## [DIRECTIONS]
Starting from the first line below, count every line holding the word "reinit", then state the total alone.
_ _ _ _ _
PR #502, opened 2026-08-13
fix(engine): stop init cleanup from deleting a completed graph

### LINKED ISSUE #495: bug: after a failed init, cleanup deletes a completed store's schema files but not its data, leaving it unable to open or re-init
### What happened

If Omnigraph::init fails at its tail, after GraphCoordinator::init has completed, the store on disk is already complete: the three schema files, every Lance per-type dataset, and __manifest/ with its version stamp are durably written. The only remaining work was returning Ok. The failpoint doc at crates/omnigraph/src/db/omnigraph.rs:3325 states exactly this ("all schema files plus Lance per-type datasets and __manifest/ are on disk"). The error path then runs best_effort_cleanup_init_artifacts (db/omnigraph.rs:3367, called from the init error path at :447). It deletes _schema.pg, _schema.ir.json, and __schema_state.json. By its own doc comment it cannot remove Lance datasets or __manifest/ (recursive deletion needs the deferred delete_prefix primitive).

The result is a store with full Lance data and a stamped manifest but no schema files. Omnigraph::open (read-write and read-only) fails with an untyped internal error: "storage read failed for '<root>/_schema.pg': Object at location ... not found". Plain re-init fails on a raw Lance "Dataset already exists". init --force cannot recover either, since force does not purge Lance state by its documented semantics. Only manually deleting the graph root recovers.

The brick is cleanup-induced, not crash-induced. A crash at the same point (failpoint action "panic", so the cleanup never runs) leaves the schema files in place, and the store opens clean and works. Both directions are pinned by the repro below. This window is also untouched by the recent init crash-safety fix (#487): that fix closes the adjacent torn-manifest-stamp brick in the same init tail, and this bug reproduces unchanged after it merged.

The same cleanup is correct at the early init windows: after a failure when only schema files exist, deleting them lets re-init recover cleanly (init_failpoint_after_schema_contract_written_cleans_up_all_schema_files pins that). The defect is that the cleanup has no notion of "the store is already complete". The existing test init_failpoint_after_coordinator_init_cleans_up_schema_files (tests/failpoints.rs:10281) asserts the deletion at this window as expected behavior but never checks whether the store is usable afterward; a fix flips that test.

Reachability: any error returned from init's tail after coordinator init. In-tree today that is validate_schema_ir_against_snapshot (db/omnigraph.rs:3350, immediately after GraphCoordinator::init_with_session completes), and any future code added to the tail inherits the hazard. A transient storage error is the realistic trigger: a backend that is fully down also fails the best-effort deletes (store survives by accident), but a momentary error fails the tail check and then lets the deletes succeed.

Note the brick comes specifically from the deletion being PARTIAL. Skipping the cleanup leaves a working store (best case). Deleting everything would leave an empty root where re-init succeeds (wasteful, but self-healing, and at init time the datasets hold no user data). Only the middle state, schema files gone with data and manifest left behind, can neither open nor re-init. The cleanup's reach is set by which delete operations exist (no delete_prefix), not by which end state makes sense.

Expected: a failure after the point of durable completion must not destroy the store. Fix directions: check viability before cleanup (a present and stamped manifest means the store is complete, so skip the cleanup and return the original error noting the store is intact; since #487 the stamp is written atomically with the manifest's Create commit, so manifest-present-and-stamped is a reliable completeness test), or reorder the tail so nothing failable runs after the completion point. Either way, opening a store whose data and manifest exist but whose schema files are missing should produce a typed diagnosis naming exactly that, not a raw storage read error. All file:line anchors are from main 34341e9.

### Steps to reproduce

1. Save the test below as crates/omnigraph/tests/init_tail_cleanup_repro.rs.

```rust
use fail::FailScenario;
use omnigraph::db::Omnigraph;
use omnigraph::failpoints::{ScopedFailPoint, names};
use serial_test::serial;

const SCHEMA: &str = "node Person { name: String @key }\n";

#[tokio::test]
#[serial]
async fn init_tail_error_cleanup_bricks_completed_store() {
    let _scenario = FailScenario::setup();
    let dir = tempfile::tempdir().unwrap();
    let uri = dir.path().to_str().unwrap();

    {
        let _fp = ScopedFailPoint::new(names::INIT_AFTER_COORDINATOR_INIT, "return");
        let err = match Omnigraph::init(uri, SCHEMA).await {
            Ok(_) => panic!("expected init to fail at the tail failpoint"),
            Err(e) => e,
        };
        println!("init error: {err}");
    }

    println!("_schema.pg exists after cleanup: {}", dir.path().join("_schema.pg").exists());
    let reopen = Omnigraph::open(uri).await;
    println!("reopen: {:?}", reopen.as_ref().err().map(|e| e.to_string()));
    let reinit = Omnigraph::init(uri, SCHEMA).await;
    println!("re-init: {:?}", reinit.as_ref().err().map(|e| e.to_string()));
    assert!(reopen.is_err() && reinit.is_err());
}

#[tokio::test]
#[serial]
async fn contrast_crash_without_cleanup_leaves_store_openable() {
    let _scenario = FailScenario::setup();
    let dir = tempfile::tempdir().unwrap();
    let uri = dir.path().to_str().unwrap().to_string();

    fail::cfg("init.after_coordinator_init", "panic").unwrap();
    let u = uri.clone();
    let join = tokio::spawn(async move { Omnigraph::init(&u, SCHEMA).await.map(|_| ()) }).await;
    fail::remove("init.after_coordinator_init");
    println!("init crashed, cleanup never ran: {}", join.is_err());

    println!("_schema.pg exists after crash: {}", dir.path().join("_schema.pg").exists());
    assert!(Omnigraph::open(&uri).await.is_ok(), "store must open after crash without cleanup");
}
```

2. Run: cargo test -p omnigraph-engine --features failpoints --test init_tail_cleanup_repro -- --nocapture --test-threads=1

3. Observed: the first test's init fails with the injected error, _schema.pg is gone, reopen fails with the raw "storage read failed for '<root>/_schema.pg'" error, and re-init fails with the raw Lance "Dataset already exists" error. The second test's init dies by panic at the same window, the schema files survive, and the store opens cleanly.

Expected: after an init failure at a point where the store is durably complete, the store either opens normally (the error return notes it is intact) or fails with a typed diagnosis naming the missing schema files; re-init on the same root is either possible or refused with a truthful message. The contrast test documents that the store is viable whenever the cleanup does not run.

Narrow-trigger note: only the error-return path at the tail window triggers the brick. Failures at the early windows (after_schema_pg_written, after_schema_contract_written) recover cleanly via re-init, and a hard crash at the tail window is harmless. The failpoint stands in for any real error in init's tail, such as validate_schema_ir_against_snapshot failing.

### Version

omnigraph 0.10.0, main @ 34341e9, built from source (Lance 10.0.0)

### Environment

macOS (Darwin 25.5, arm64), local file:// store. Storage-independent: the cleanup is plain storage deletes and the failpoint is in the engine's init path, not the storage layer. Also reproduced on an in-memory object-store backend under the harness.

### Logs / output

```shell
init error (tail failure after the store is complete): injected failpoint triggered: init.after_coordinator_init
_schema.pg exists after cleanup: false
reopen: FAILED: storage read failed for '/tmp/.tmpM6x3Oo/_schema.pg': Object at location /tmp/.tmpM6x3Oo/_schema.pg not found: No such file or directory (os error 2)
re-init: FAILED: storage: Dataset already exists: /tmp/.tmpM6x3Oo/nodes/0000000000000001-0000000000000003, lance-10.0.0/src/dataset/write/insert.rs:295:28

init crashed (panic, cleanup never ran): true
_schema.pg exists after crash: true
reopen after crash-without-cleanup: OK
```

azimafroozeh:
## What & why

Closes #495. `Omnigraph::init` runs its best-effort schema cleanup on every error, including errors returned after `GraphCoordinator::init` has committed the stamped `__manifest`, which is the point where the graph is durably complete. Past that point the cleanup deletes the three schema files while the Lance data stays, leaving a graph that neither opens (raw storage read error) nor re-inits (`Dataset already exists`); the only recovery is deleting the root by hand. A process crash at the same point leaves an openable graph, so the damage is entirely cleanup-induced: backward recovery applied past the commit point.

- Split `init` at the commit point: the commit phase now ends at the `__manifest` commit, so an error from it is provably pre-commit and keeps today's cleanup; the post-commit checks run as a separate step whose errors return with the graph untouched and a message stating the graph is intact and opens normally.
- Open-path floor for already-damaged graphs: when `__manifest` and data are present but `_schema.pg` is missing, `open` returns a typed not-found naming the state and the remedy (restore the schema files, or rebuild via export) instead of a raw storage read error.
- Both error surfaces change intentionally and are pinned by tests: the init tail error gains the intact-graph note, and the open path trades an untyped storage error for the typed diagnosis. Callers matching on the old texts must update.

## Future work

A forward-recovery path that completes a post-commit failure instead of reporting it was considered and deferred; it needs the recovery-sidecar protocol extended to init and is worth its own RFC.

## Local verification

- `cargo test -p omnigraph-engine --features failpoints --test failpoints`: green; the flipped pinning test `init_failpoint_after_coordinator_init_leaves_completed_store_intact` failed pre-fix with the predicted signature (schema files deleted, raw storage read error on reopen), and the new `open_missing_schema_pg_reports_schema_files_missing` covers the floor.
- `cargo test --workspace --locked --features omnigraph-engine/failpoints,omnigraph-cluster/failpoints`: green, plus `scripts/check-agents-md.sh` after the docs edit.
- `cargo clippy --workspace --all-targets --locked -- -D warnings -W clippy::dbg_macro` on both CI feature graphs and `cargo fmt --all --check`: clean.

<h3>Greptile Summary</h3>

The PR separates initialization at the durable manifest commit boundary and adds exact-attempt recovery for acknowledgement-unknown creates.
- Preserves schema artifacts whenever physical initialization may have committed.
- Wraps confirmed post-commit failures in typed initialization errors.
- Adds a durable root-scoped initialization claim, exact-genesis probing, damaged-schema diagnostics, and failpoint coverage.

The PR appears safe to merge.

No blocking failure remains.

| Filename | Overview |
|----------|----------|
| crates/omnigraph/src/db/omnigraph.rs | Splits initialization into pre-physical, commit, ambiguous-outcome, and post-commit phases while ensuring only pre-physical failures authorize schema cleanup. |
| crates/omnigraph/src/db/manifest/graph.rs | Adds attempt-local genesis receipts, explicit manifest-create outcome classification, exact-genesis authentication, and a separate post-commit state load. |
| crates/omnigraph/src/db/graph_coordinator.rs | Exposes distinct coordinator operations for manifest commit, exact-genesis recovery, and post-commit assembly. |
| crates/omnigraph/src/error.rs | Adds typed claimed, committed, and indeterminate initialization outcomes for callers and operators. |
| crates/omnigraph/tests/failpoints.rs | Exercises confirmed post-commit failures, lost acknowledgements, failed probes, cleanup failures, retained claims, and successful reopening. |
| crates/omnigraph/src/db/manifest/tests.rs | Verifies that exact-genesis probing accepts only the receipt minted by the creating initialization attempt. |
| crates/omnigraph/src/db/omnigraph.rs | The earlier cleanup-boundary and unannotated-error findings are both resolved at current HEAD. |

</details>

```mermaid
flowchart TD
  A[Acquire durable init claim] --> B[Write schema contract]
  B --> C[Create physical tables and manifest]
  C -->|Confirmed manifest commit| D[Run post-commit checks]
  C -->|Outcome unknown| E[Probe exact genesis receipt]
  E -->|Exact receipt found| F[Finish coordinator validation]
  E -->|Probe fails or mismatches| G[Return InitializationIndeterminate and retain claim]
  D -->|Success| H[Release claim and return graph]
  D -->|Failure| I[Release claim and return InitializationCommitted]
  F -->|Success| H
  F -->|Failure| I
  B -->|Failure before physical init| J[Clean owned schema artifacts and release claim]
```
</details>

<sub>Reviews (4): Last reviewed commit: ["fix(engine): make graph initialization o..."](https://github.com/modernrelay/omnigraph/commit/79a0d2e5eecb91671c31a2e65e136321537e2e98) | [Re-trigger Greptile](https://app.greptile.com/api/retrigger?id=53131382)</sub>

- Knowledge Base — [OmniGraph write path](https://app.greptile.com/modernrelay/-/custom-context/knowledge-base/modernrelay/omnigraph/-/docs/omnigraph-write-path.md)
- Knowledge Base — [Dev conventions and invariants](https://app.greptile.com/modernrelay/-/custom-context/knowledge-base/modernrelay/omnigraph/-/docs/dev-conventions-and-invariants.md)
</details>


aaltshuler:
Rebased this PR onto current `main` and pushed the initialization-safety fixes to the contributor branch.

The updated implementation now:

- acquires one durable root-scoped init claim for strict and `--force` callers, so concurrent initializers cannot overwrite or clean up one another;
- treats every error after physical dataset initialization begins as acknowledgement-unknown and preserves the schema contract;
- authenticates an exact attempt-local genesis receipt after a lost manifest acknowledgement;
- distinguishes committed, indeterminate, and already-claimed initialization outcomes with typed errors;
- refuses strict or forced init when an existing `__manifest` is present;
- retains the claim when cleanup or physical outcome is indeterminate;
- documents the transient `__init_claim.json` object and the narrowed `--force` behavior.

The new tests cover force/force and force/strict races, table- and manifest-Create lost acknowledgements, exact-genesis mismatch, failed outcome probes, cleanup-delete ambiguity, stale claims, and fresh reopen after recovered acknowledgement.

Validation on the final tree:

- canonical workspace failpoint-superset: passed (with the repository-required macOS debug stack setting);
- default and failpoint-superset all-target clippy: passed;
- rustfmt, AGENTS link check, focused init/failpoint/lifecycle/forbidden-API suites, CLI parity, server/OpenAPI suites: passed;
- fresh GitHub required CI: passed;
- fresh Greptile review: 18 files reviewed, 0 comments added.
_ _ _ _ _
## [RESPONSE AREA]
3